Search the records for the word "noexcept" and copy each line in which it appears.

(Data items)

•••••

PR #3423, opened 2022-12-27
Allowing the option of CUDA memory space only if CUDA is enabled

anagainaru:
This PR attempts to give compile time errors if a GPU application is trying to use ADIOS2 without any GPU support (I added the `ADIOS2_HAVE_GPU_SUPPORT` macro set to TRUE if there is any GPU backend: CUDA, Kokkos, HIP, etc.) 

Before this PR if an application mistakingly set the ADIOS2 memory space to CUDA or Detect when ADIOS2 was not build with CUDA enabled it would get a segmentation fault. After this PR a code like this:

```c++
        data.SetMemorySpace(adios2::MemorySpace::CUDA);
        bpReader.Get(data, gpuSimData);
```
is now giving
```
example.cpp: In function 'int BPWrite(std::string, size_t, int)':
/gpfs/alpine/csc143/proj-shared/againaru/adios/code_example_cuda/cudaADIOS2example.cpp:63:45: error: 'CUDA' is not a member of 'adios2::MemorySpace'
   63 |    data.SetMemorySpace(adios2::MemorySpace::CUDA);
      |                                             ^~~~
make[2]: *** [CMakeFiles/adiosCUDAex.dir/build.make:76: CMakeFiles/adiosCUDAex.dir/cudaADIOS2example.cpp.o] Error 1
make[1]: *** [CMakeFiles/Makefile2:83: CMakeFiles/adiosCUDAex.dir/all] Error 2
```

If the memory space it set to `MemorySpace::Detect` it will also throw a compile time error.

If the user does not choose a memory space, it defaults to `MemorySpace::Host` and the code gives a segmentation fault.

### DIFF
--- a/source/adios2/core/VariableBase.cpp
+++ b/source/adios2/core/VariableBase.cpp
@@ -50,13 +50,14 @@ size_t VariableBase::TotalSize() const noexcept
 
 MemorySpace VariableBase::DetectMemorySpace(const void *ptr)
 {
+#ifdef ADIOS2_HAVE_GPU_SUPPORT
     if (m_MemSpaceRequested != MemorySpace::Detect)
     {
         m_MemSpaceDetected = m_MemSpaceRequested;
         return m_MemSpaceRequested;
     }
+#endif
 
-    // if the user requested MemorySpace::Detect
 #ifdef ADIOS2_HAVE_CUDA
     cudaPointerAttributes attr;
     cudaPointerGetAttributes(&attr, ptr);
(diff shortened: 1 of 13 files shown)


source/adios2/core/VariableBase.cpp
```diff
@@ -72,16 +73,21 @@ MemorySpace VariableBase::DetectMemorySpace(const void *ptr)
...
+    return MemorySpace::Host;
 }
 
 void VariableBase::SetMemorySpace(const MemorySpace mem)
 {
     m_MemSpaceRequested = mem;
     // reset the detected memory space
+#ifdef ADIOS2_HAVE_GPU_SUPPORT
     m_MemSpaceDetected = MemorySpace::Detect;
+#endif
```
vicentebolea, line 90:
```suggestion
```

In my opinion we do not need to detect the `MemorySpace` for cases when the user set it to anything other than `MemorySpace::Detect`. This is for simplicity on the API. It might seem strange to the user to `SetMemorySpace` to one value but then `GetMemorySpace` to another, I think it is better to let it error if the user use the wrong parameters.

vicentebolea (dismissed):
Looks good, just a few comment on the "detecting" methods. I am signing off soon so maybe you can add Greg or Caitlin to followup this review.

source/adios2/core/VariableBase.cpp
anagainaru: I agree that it's not the cleanest way to do this. `SetMemorySpace` gives a hint to what kind of buffers to expect. 
`GetMemorySpace` returns what we are actually receiving. The `MemSpaceRequested` variable is the one requested by the user, but not necessarily the one used internally. `MemSpaceDetected` is what we use internally to decided what backend to use. This differs from what is set by the user only if the application is using `Kokkos::View`s. If a user sets the memory space to `MemorySpace::Host` but then puts a CUDA Kokkos view the detected memory space will be `MemorySpace::CUDA` but at the next loop we want to reset it to what the user requested.

I agree it is a bit of a pain, so I would be ok with giving this up and throwing an exception if the `Kokkos::View` memory space does not match what the users sets.

PR #3428, opened 2023-01-05
Reader-side struct API changes

eisenhauer:
Proposed API changes to the reader side for struct variables.

The idea is this:  Rather than the prior API where you had to do this:
`                auto varStruct = io.InquireStructVariable("particles", particleDef);`
(That is, you had to know the details of the structure definition _a priori_ in order to find the variable.)
We're going to do something like this:
```
                auto varStruct = io.InquireStructVariable("particles");
                if (varStruct && (varStruct.GetReadStructDef() == nullptr))
                {
                    auto WriteStruct = varStruct.GetWriteStructDef();
                    (void)WriteStruct; // unused here, but available if needed
                    auto particleDef =
                        io.DefineStruct("particle1", sizeof(particle));
                    particleDef.AddField("a", offsetof(particle, a),
                                          adios2::DataType::Int8);
                    particleDef.AddField("b", offsetof(particle, b),
                                          adios2::DataType::Int32, 4);
                    varStruct.SetReadStructDef(particleDef);
                }
```
That is, we're going to allow introspection of incoming types, allow a structure definition to be associated with a specific incoming variable (rather than being pulled by name from a global map), and eventually we may allow the reader side structures to not exactly match writer-side structures (to an extent to be determined later).

### DIFF
--- a/bindings/CXX11/adios2/cxx11/IO.cpp
+++ b/bindings/CXX11/adios2/cxx11/IO.cpp
@@ -238,10 +238,6 @@ VariableNT IO::InquireStructVariable(const std::string &name,
         m_IO->InquireStructVariable(name, *def.m_StructDefinition));
 }
 
-StructDefinition *GetWriteStructDef(VariableNT var) noexcept;
-StructDefinition *GetReadStructDef(VariableNT var) noexcept;
-void SetReadStructDef(VariableNT var, const StructDefinition &def);
-
 // PRIVATE
 IO::IO(core::IO *io) : m_IO(io) {}
 
--- a/bindings/CXX11/adios2/cxx11/IO.cpp
+++ b/bindings/CXX11/adios2/cxx11/IO.cpp
@@ -238,6 +238,10 @@ VariableNT IO::InquireStructVariable(const std::string &name,
         m_IO->InquireStructVariable(name, *def.m_StructDefinition));
 }
 
+StructDefinition *GetWriteStructDef(VariableNT var) noexcept;
+StructDefinition *GetReadStructDef(VariableNT var) noexcept;
+void SetReadStructDef(VariableNT var, const StructDefinition &def);
+
 // PRIVATE
 IO::IO(core::IO *io) : m_IO(io) {}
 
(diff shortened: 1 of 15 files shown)


pnorbert:
The two examples are not the same, I expected you show how to inspect the incoming types. 
For the actual example, is it required to have NO ReadStruct to allow for a separate WriteStruct? It seems you store two separate definition struct, one for reading, one for writing already.

pnorbert:
Can we have InquireVariable() work for all variables and then determine if one has a struct and call InquireStructVariable() on it?

anagainaru:
I am a bit confused

anagainaru:
I meant to send my comment, not sure how I managed to close the PR, sorry :)

My two comments:
1. I am a bit confused by the example. I assumed you are using `WriteStruct` for setting the read struct def and not have to create it again (something like `varStruct.SetReadStructDef(WriteStruct);`). Or if you create it, it would be based on info from `WriteStruct`. Am I misunderstanding the example?
2. If I have the struct to I still need to inquire the write def or can I use Jason's API?

eisenhauer:
The example is kind of the same and kind of not.  First, to be clear, the WriteStruct is the structure definition that the writer used (and which is therefore the format of the data in the file or the stream).  The ReadStruct is the structure definition that the reader wants the data in.   This wasn't really a distinction that Jason's API made, because he assumed both _a priori_ knowledge and that both were exactly the same.   The idea behind the change is that we consider that those things might be different (for any number of reasons).    

Inspection is possible in this API; this example just doesn't show it because it was adapted from Jason's example.  (And without any kind of automatic conversion built into ADIOS, an example would be kind of messy.)

WRT "can we have InquireVariable work for all variable types?", well, not really.   InquireVariable returns the Variable class, and VariableStruct class and Variable class are both derived from VariableBase, but Variable is templated.  InquireVariable returns this templated class and you can't even use it if you don't have _a priori_ knowledge of the data type of the variable we're inquiring.  (And of course those are only for the basic types templates which are built into the ADIOS api, so not possible for user-defined structures.)  IFF we had a version that returned VariableBase, we could do this.  But early templating decisions kind of cripple our flexibility here.  You *can* do the same thing you'd do if you didn't know the type for another kind of variable, use the AvailableVariables() call to get the names, use VariableType(name) to get the type associated with a variable name, then call InquireVariable<T> or InquireStructVariable (with no templating) if it's a struct type.  This is where we get all these ugly macros in our internal code....  There may be opportunities to merge some aspects VariableStruct and Variable classes, but that's a more serious discussion.

We should probably talk about all this in a call, perhaps a dedicated call rather than the generic dev call...

anagainaru (approved):

PR #3434, opened 2023-01-13
Testing for MGARD operator with GPU buffers

anagainaru:
Adding a test for MGARD with CUDA buffers.

For small buffers, the output buffer returned by MGARD has a bigger size than the input buffer so ADIOS2 seg faults. This will be addressed when we add a threshold for when a buffer is compressed (similar to Blosc). This will be done after the Kokkos PR is merged since the API changed and fixing it here will create conflicts.


eisenhauer:
Docs are good in any case, but does each operator have to handle CUDA memory independently?  I.E. reimplemented in each?   (Maybe this was clear in an earlier commit, since this is just testing, not implementation.)

anagainaru:
@eisenhauer not all operators can handle GPU buffers. I talked to Norbert about this at the ECP meeting and I will add a function that will tell us if an operator can handle the buffers or no and if no, I will allocate memory on the CPU, move the buffer and give the operator this new buffer as input (we can discuss this at the next ADIOS2 meeting).

This PR does not do this. MGARD (the same as ZFP) can handle GPU buffers so this is testing to make sure the results are correct. Maybe the documentation should be a separate PR for all operators (and include information about which can handle GPU since right now the solution I described above is not there)

eisenhauer:
Not all operators can handle GPU buffers, but whether or not it can handle a GPU buffer or not should probably be a property of the operator (in the code), and we should handle transferring from GPU memory to CPU memory in the serialization code if it's necessary for an operator that doesn't handle it.  (Like we transparently handle Cuda/non-Cuda in GetMinMax() in BP5.

JieyangChen7:
@anagainaru I'm a little bit confused. MGARD operator should support both `double` and `float`. Do you get an error using float?

Also, what do you mean by selections? Do you mean selecting a subarray of data for decompression/access such as using SetSelection? I think that functionality is provided by ADIOS. Compression operators should not handle that. Please correct me if I'm wrong.

anagainaru:
@JieyangChen7 for 2D arrays if I uncomment the line `bpWriter.Put<float>("r32", r32s.data());` from the `void MGARDAccuracy2D(const std::string tolerance)` function and I try to run the test I get:

```
[againaru@login1.summit build]$ ./bin/Test.Engine.BP.WriteReadMGARD.Serial
[==========] Running 8 tests from 1 test suite.
[----------] Global test environment set-up.
[----------] 8 tests from MGARDAccuracy/BPWriteReadMGARD
[ RUN      ] MGARDAccuracy/BPWriteReadMGARD.BPWRMGARD2D/0
[info] Using 1 devices.
[info] Estimated memory usage: 0.001149GB, Available: 16.612458GB
[info] DomainDecomposer: no decomposition used
[info] Output preallocated: 1
[info] Input previously pinned: 0
[info] Output previously pinned: 0
[time] Prepare input and output buffer time: 0.001670 s
[info] Compressing subdomain 0 with shape: 100 50
[info] Select device: Tesla V100-SXM2-16GB
[info] Use zero copy when calculating norm
[info] L_2 norm: 2886.318359
[time] Calculate norm time: 0.000091 s
[time] Decomposition time: 0.000408 s
[time] Decomposition throughput: 0.048972 GB/s
[time] Quantization time: 0.000031 s
[time] Quantization throughput: 0.652592 GB/s
[info] Outlier ratio: 0/5000 (0.000000%)
[info] Huffman block size: 20480
[info] Huffman dictionary size: 8192
[info] Huffman compress ratio (primary): 20000/632 (2025.316456)
[info] Huffman compress ratio: 20000/34488 (0.579912)
[time] Huffman compress time: 0.001441 s
[time] Low-level compression time: 0.002038 s
[time] Low-level compression throughput: 0.009812 GB/s
GPUassert: invalid argument /ccs/home/againaru/adios/mgard/MGARD/include/mgard-x/CompressionHighLevel/../Hierarchy/../RuntimeX/DeviceAdapters/DeviceAdapterCuda.h 815
```

Same for the GPU buffer. For 1D arrays float is working. If you think it's on our side I can take a look at this next week.

anagainaru:
@JieyangChen7 the same for the selection tests (read only a selection slice). If you add 
```c++
TEST_P(BPWriteReadMGARD, BPWRMGARDSel1D) { MGARDAccuracy1DSel(GetParam()); }
```
to the `testing/adios2/engine/bp/operations/TestBPWriteReadMGARD.cpp` file there is the same error.

```
GPUassert: invalid argument /ccs/home/againaru/adios/mgard/MGARD/include/mgard-x/CompressionHighLevel/../Hierarchy/../RuntimeX/DeviceAdapters/DeviceAdapterCuda.h 815
```

JieyangChen7:
@anagainaru The issue is not caused by MGARD or ADIOS. It is actually due to a characteristic of GPU compression. Unlike CPU compression, the data compressed with GPU compressor usually contains a larger metadata, so it means when the input size is too small (e.g., <100KB), the output size can be larger than the input. If ADIOS does not provide a buffer with sufficient space, MGARD reports error. This can rarely happen since I believe we don't usually compress dataset with such small size. For the propose of testing, we need to slightly increase the input data size. In addition, I found that the MGARD operator is not properly configured in these tests. Currently it is configured to bound L2 error, but the tests are actually checking L_inf error.  Also, the function of the input data (i.e., a sequence from 0 to Nx-1) need to be changed as we increase the input size, since it would be impossible to bound small absolute error (e.g., 10^-5) when the L_inf norm of the data is large (e.g., 1e6) and we use a data type that has a large precision limitation (e.g., float). 

I already made some changes to the test code locally. If it is fine for you, I can push my changes to this branch to fix everything and you can check them on your side. Just let me know.

anagainaru:
@JieyangChen7 ok that makes sense. We will discuss this on our side and come back to you. Thanks for checking.

JieyangChen7:
@anagainaru I think I don't have permission to push changes to this branch. Could you change that?

anagainaru:
@JieyangChen7 you should be able to push now

JieyangChen7:
@anagainaru It seems I still cannot push to this branch.

`ERROR: Permission to anagainaru/ADIOS2.git denied to JieyangChen7.
fatal: Could not read from remote repository.`

anagainaru:
If there are no objections I will merge this (once all tests pass) and add the threshold in MGARD in another PR. 

Currently, if the operator is not applied (in Blosc and here as well if I just add a threshold) there is a memcpy in the compression function to copy the uncompressed data in the output buffer. This memcpy does not consider memory space so for GPU buffers it seg faults.

eisenhauer (approved):

eisenhauer:
Hmm.  Was this intended to remove FindMGARD.cmake and not replace it with a lower-case version of that file?  We get a configure warning like this...

anagainaru:
Aaah, it's not included in the files !? I will add it now

PR #3438, opened 2023-01-18
Fix MGARD operator

JieyangChen7:
Removed the host-side memory copy in the MGARD operator as input/output buffer may resides on the GPU device

### DIFF
--- a/source/adios2/operator/compress/CompressMGARD.cpp
+++ b/source/adios2/operator/compress/CompressMGARD.cpp
@@ -139,28 +139,14 @@ size_t CompressMGARD::Operate(const char *dataIn, const Dims &blockStart,
         }
     }
 
-    size_t sizeOut = 0;
-    void *compressedData = nullptr;
+    // let mgard know the output buffer size
+    size_t sizeOut =
+        helper::GetTotalSize(blockCount, helper::GetDataTypeSize(type));
+    void *compressedData = bufferOut + bufferOutOffset;
     mgard_x::compress(mgardDim, mgardType, mgardCount, tolerance, s,
-                      errorBoundType, dataIn, compressedData, sizeOut, false);
+                      errorBoundType, dataIn, compressedData, sizeOut, true);
 
-    if (bufferOutOffset + sizeOut >
-        helper::GetTotalSize(blockCount, helper::GetDataTypeSize(type)))
-    {
-        CompressNull c({});
-        bufferOutOffset =
-            c.Operate(dataIn, blockStart, blockCount, type, bufferOut);
-    }
-    else
-    {
-        std::memcpy(bufferOut + bufferOutOffset, compressedData, sizeOut);
-        bufferOutOffset += sizeOut;
-    }
-
-    if (compressedData)
-    {
-        free(compressedData);
-    }
+    bufferOutOffset += sizeOut;
 
     return bufferOutOffset;
 }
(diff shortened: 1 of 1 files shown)


JieyangChen7:
@pnorbert @anagainaru Could you review my PR?

source/adios2/operator/compress/CompressMGARD.cpp
```diff
@@ -139,28 +139,14 @@ size_t CompressMGARD::Operate(const char *dataIn, const Dims &blockStart,
...
-        CompressNull c({});
-        bufferOutOffset =
-            c.Operate(dataIn, blockStart, blockCount, type, bufferOut);
-    }
-    else
-    {
-        std::memcpy(bufferOut + bufferOutOffset, compressedData, sizeOut);
-        bufferOutOffset += sizeOut;
-    }
+                      errorBoundType, dataIn, compressedData, sizeOut, true);
```
anagainaru, line 147: The `true` flag at the end is telling the `compress` function that the output is pre-allocated?

anagainaru (commented):
Looks good. I will run it on Summit today to make sure it works with CPU and Cuda buffers and update this review

anagainaru:
I get the same error as before when I try to use MGARD with GPU (note that in the `mgard_x::compress` function, `dataIn` is a GPU pointer, `dataOut` is a CPU buffer)

```
GPUassert: invalid argument /ccs/home/againaru/adios/mgard/MGARD/include/mgard-x/CompressionHighLevel/../Hierarchy/../RuntimeX/DeviceAdapters/DeviceAdapterCuda.h 938
```

source/adios2/operator/compress/CompressMGARD.cpp
JieyangChen7: Yes. This is correct. MGARD should use the buffer provided by ADIOS for output. Internally, MGARD will automatically detect where the buffer is located (CPU or GPU) and invoke the correct memory copy function.

anagainaru:
@JieyangChen7 When you say MGARD will automatically detect where the buffer is located (CPU or GPU) and invoke the correct memory copy function you mean MGARD does this for both dataIn and dataOut? 

I get a segmentation fault now. If MGARD assumes dataIn and dataOut are allocated on the same memory space, that is fine but I need to deal with this on our side. Right now I do not do anything since ZFP can deal with different memory spaces (saving a mem copy on our side).

JieyangChen7:
@anagainaru Yes. It should work for both input and output buffer. I have test code [here](https://github.com/JieyangChen7/MGARD/blob/mgard-x/examples/mgard-x/HighLevelAPIsGPUBuffer/Example.cu) that actually tests all combinations: GPU in+GPU out, CPU in+CPU out, GPU in+CPU out, CPU in+GPU out.  

FYI, if you are testing with the code you previously sent me via email, there is a bug in that code. The std::vector `decompressedR64s` (defined in line 64) needs to be pre-allocated otherwise cudaMemcpy (in line 77) would fail.

anagainaru (approved):

anagainaru:
@JieyangChen7 as I missed that, you are right ! it passes all my tests. Please rebase and then this is ready to be merged.

JieyangChen7:
@anagainaru Thanks! I just rebased my branch and it is ready to be merged.

PR #3441, opened 2023-01-25
Do not use the deprecated ctime(), use instead localtime_r() and strf…

pnorbert:
…time() as thread-safe alternatives


eisenhauer (approved):
Looks good...

PR #3451, opened 2023-01-30
Fig bug in the IME file transport

anagainaru:
This bug was introduced in PR #3388 
here:
[https://github.com/ornladios/ADIOS2/commit/f31d2cb05ff4dd375d431d8043d2e16aee798b64](https://github.com/ornladios/ADIOS2/commit/f31d2cb05ff4dd375d431d8043d2e16aee798b64#diff-4cb33e244ce899f10daacb5669a29eed59c1227475c9825e81ae68990a8de984)

I do not understand how the CI did not catch this nor did any of my previous runs. 

@pnorbert please make sure my fix is correct. Should we include checking this in the CI?

### DIFF
--- a/source/adios2/toolkit/transport/file/FileIME.cpp
+++ b/source/adios2/toolkit/transport/file/FileIME.cpp
@@ -122,13 +122,13 @@ void FileIME::Open(const std::string &name, const Mode openMode,
     m_IsOpen = true;
 }
 
-void FileIME::SetParameters(const Params &parameters)
+void FileIME::SetParameters(const Params &params)
 {
     auto param = params.find("synctopfs");
     if (param != params.end())
     {
-        m_SyncToPFS =
-            helper::StringTo<bool>(value, " in Parameter key=SyncToPFS");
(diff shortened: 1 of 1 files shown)


pnorbert (changes requested):
Can I suggest to use a helper function for this entire code snippet? See FileAWSSDK.cpp
```
helper::SetParameterValue("synctopfs", params, m_SyncToPFS);
```

anagainaru:
> ```
> helper::SetParameterValue("synctopfs", params, m_SyncToPFS);
> ```

`syncToPFS` is a bool, the `SetParameterValue` expects a std::string as the last parameter, so in order to use the helper function I need to convert the string to a bool.

pnorbert (commented):
Sorry, I missed that it was a string. This made it more complicated than your original fix. Also, the default value (true) is lost here in case the parameter is not set by the user. Please revert back to your original fix,

anagainaru:
@pnorbert done, mark your change as resolved and I'll merge this

pnorbert (approved):

PR #3458, opened 2023-02-01
Tweak min blocks interface to avoid leak in Shape()

eisenhauer:


eisenhauer:
The msan and tsan failures on the last run were due to calling AvailableVariables() after a BeginStep that returned EndOfStream.  This is because we had deallocated the BP5 metadata buffer, but _not_ removed all the variables that the previous (successful) BeginStep had created.  (We do remove them on a successful BeginStep, but not on a failed one...  Arguably we should remove created vars on a failed BeginStep, but we don't really test for stuff like that.  I won't fix this in BP5/SST in this PR, because its not directly related to the purpose here, but we may have a lot of these sorts of situations that we're not testing.

source/adios2/toolkit/format/bp5/BP5Deserializer.cpp
```diff
@@ -2127,16 +2127,15 @@ Dims *BP5Deserializer::VarShape(const VariableBase &Var,
             (MetaArrayRec *)GetMetadataBase(VarRec, AbsStep, WriterRank);
         if (writer_meta_base && writer_meta_base->Shape)
         {
-            Dims *Shape = new Dims();
-            Shape->reserve(writer_meta_base->Dims);
+            Shape.resize(writer_meta_base->Dims);
```
anagainaru, line 2133: If Shape has a bigger size than the writer_meta_base, resize will remove the values but not update the size. Would this be a problem? This is not the case in any of the test so I assume no, but just want to point this out.

anagainaru (approved):

eisenhauer:
> The msan and tsan failures on the last run were due to calling AvailableVariables() after a BeginStep that returned EndOfStream. This is because we had deallocated the BP5 metadata buffer, but _not_ removed all the variables that the previous (successful) BeginStep had created. (We do remove them on a successful BeginStep, but not on a failed one... Arguably we should remove created vars on a failed BeginStep, but we don't really test for stuff like that. I won't fix this in BP5/SST in this PR, because its not directly related to the purpose here, but we may have a lot of these sorts of situations that we're not testing.

Nevermind.  BP5Deserializer should register its created variables, then they get removed at the appropriate time...

source/adios2/toolkit/format/bp5/BP5Deserializer.cpp
eisenhauer: I wouldn't think it would be a problem.  In all the current uses, Shape passed in by reference is an fresh Dims value with default size 0.  So, I think no worries...

PR #3466, opened 2023-02-03
Added support for Joined Arrays in the BP4 format and engine.

pnorbert:
Declaration:          auto var = outIO.DefineVariable<double>(table", {adios2::JoinedDim, Ncols}, {}, {1, Ncols});
Setting block size:   var.SetSelection({{}, {Nrows[block], Ncols}});

### DIFF
--- a/testing/adios2/engine/bp/TestBPJoinedArray.cpp
+++ b/testing/adios2/engine/bp/TestBPJoinedArray.cpp
@@ -1,0 +1,226 @@
+/*
+ * Distributed under the OSI-approved Apache License, Version 2.0.  See
+ * accompanying file Copyright.txt for details.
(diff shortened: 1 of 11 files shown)


testing/adios2/engine/bp/TestBPJoinedArray.cpp
```diff
@@ -0,0 +1,226 @@
+/*
```
eisenhauer, line 1: Put this in staging-common so that we're ready to test this in BP5, SST, etc?

pnorbert: Task for another PR. I want to push this out for Axel a.s.a.p

PR #3467, opened 2023-02-03
Warning fix when finding the MGARD library

anagainaru:
Related to #3434 after cherry picking Jieyang's commits, we no longer need the FindMGARD file.
Making small changes so we don't have a warning related to this when MGARD is not used.


eisenhauer (approved):

anagainaru:
@eisenhauer Jieyang changed the way ADIOS2 find the MGARD package to CONFIG mode so the find file is no longer needed.  I got confused this morning when I added the file back (the joys of muti-tasking :) 
I made small changes to suppress the warnings you were seeing.

PR #3760, opened 2023-08-15
ci: Create static minimal build

vicentebolea:


vicentebolea:
We are hitting an error here https://open.cdash.org/test/1176036167: The test expect to always use BP5. Does it make sense to have a build BP5=OFF?

@pnorbert

vicentebolea:
@eisenhauer can you review this? Thanks :)

eisenhauer (approved):
Looks good as far as I can see.

PR #3804, opened 2023-09-13
Set AWS version requirement to 1.10.15 and also turn it OFF by defaul…

### LINKED ISSUE #3797: gcc13 compilation problem
```
In file included from /work2/00434/eijkhout/adios2/adios2-git/source/adios2/toolkit/transportman/TransportMan.cpp:33:
/work2/00434/eijkhout/adios2/adios2-git/source/adios2/toolkit/transport/file/FileAWSSDK.h:86:14: error: ‘S3ClientConfiguration’ in namespace ‘Aws::S3’ does not name a type
   86 |     Aws::S3::S3ClientConfiguration *s3ClientConfig = nullptr;
```

Logs attached.
[adios2_logs.zip](https://github.com/ornladios/ADIOS2/files/12579549/adios2_logs.zip)

pnorbert:
…t as it is not a stable feature of ADIOS just yet.

fixes #3797


cmake/DetectOptions.cmake
```diff
@@ -502,9 +502,9 @@ endif()
 
 # AWS S3
 if(ADIOS2_USE_AWSSDK STREQUAL AUTO)
-    find_package(AWSSDK QUIET COMPONENTS s3)
+    find_package(AWSSDK 1.10.15 COMPONENTS s3)
```
vicentebolea, line 505: Unless there is an specif reason to use from 1.10.15, Maybe 1.10.0 is best here since it is less specific and includes every patch release of the >= 1.10.X.

vicentebolea (changes requested):
Looks good, Only a quick question

cmake/DetectOptions.cmake
eisenhauer: I suspect that Norbert took the easy way out and specified "something newer than what I developed with", as opposed to spending time digging into what the real minimum might be.   Maybe 1.10.0 works, if they did the right thing with the path releases, but did they?  Given that this isn't a stable, documented part of ADIOS that we want people to use, I wouldn't worry about this too much.  The purpose here is not to get more issues about AWSSDK until if and when we're ready for it.

eisenhauer (approved):

cmake/DetectOptions.cmake
vicentebolea: Fair enough. Approving too :)

PR #3812, opened 2023-09-18
Fix abs/rel step in BP5 DoCount

eisenhauer:


eisenhauer:
@pnorbert Generally, I think we should be more explicit about when we are dealing with a relative step number or an absolute step number.  There's a ways to go to get there, but variable naming might help.

pnorbert (approved):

•••••

▸ FINAL ANSWER
@@ -50,13 +50,14 @@ size_t VariableBase::TotalSize() const noexcept
-StructDefinition *GetWriteStructDef(VariableNT var) noexcept;
-StructDefinition *GetReadStructDef(VariableNT var) noexcept;
+StructDefinition *GetWriteStructDef(VariableNT var) noexcept;
+StructDefinition *GetReadStructDef(VariableNT var) noexcept;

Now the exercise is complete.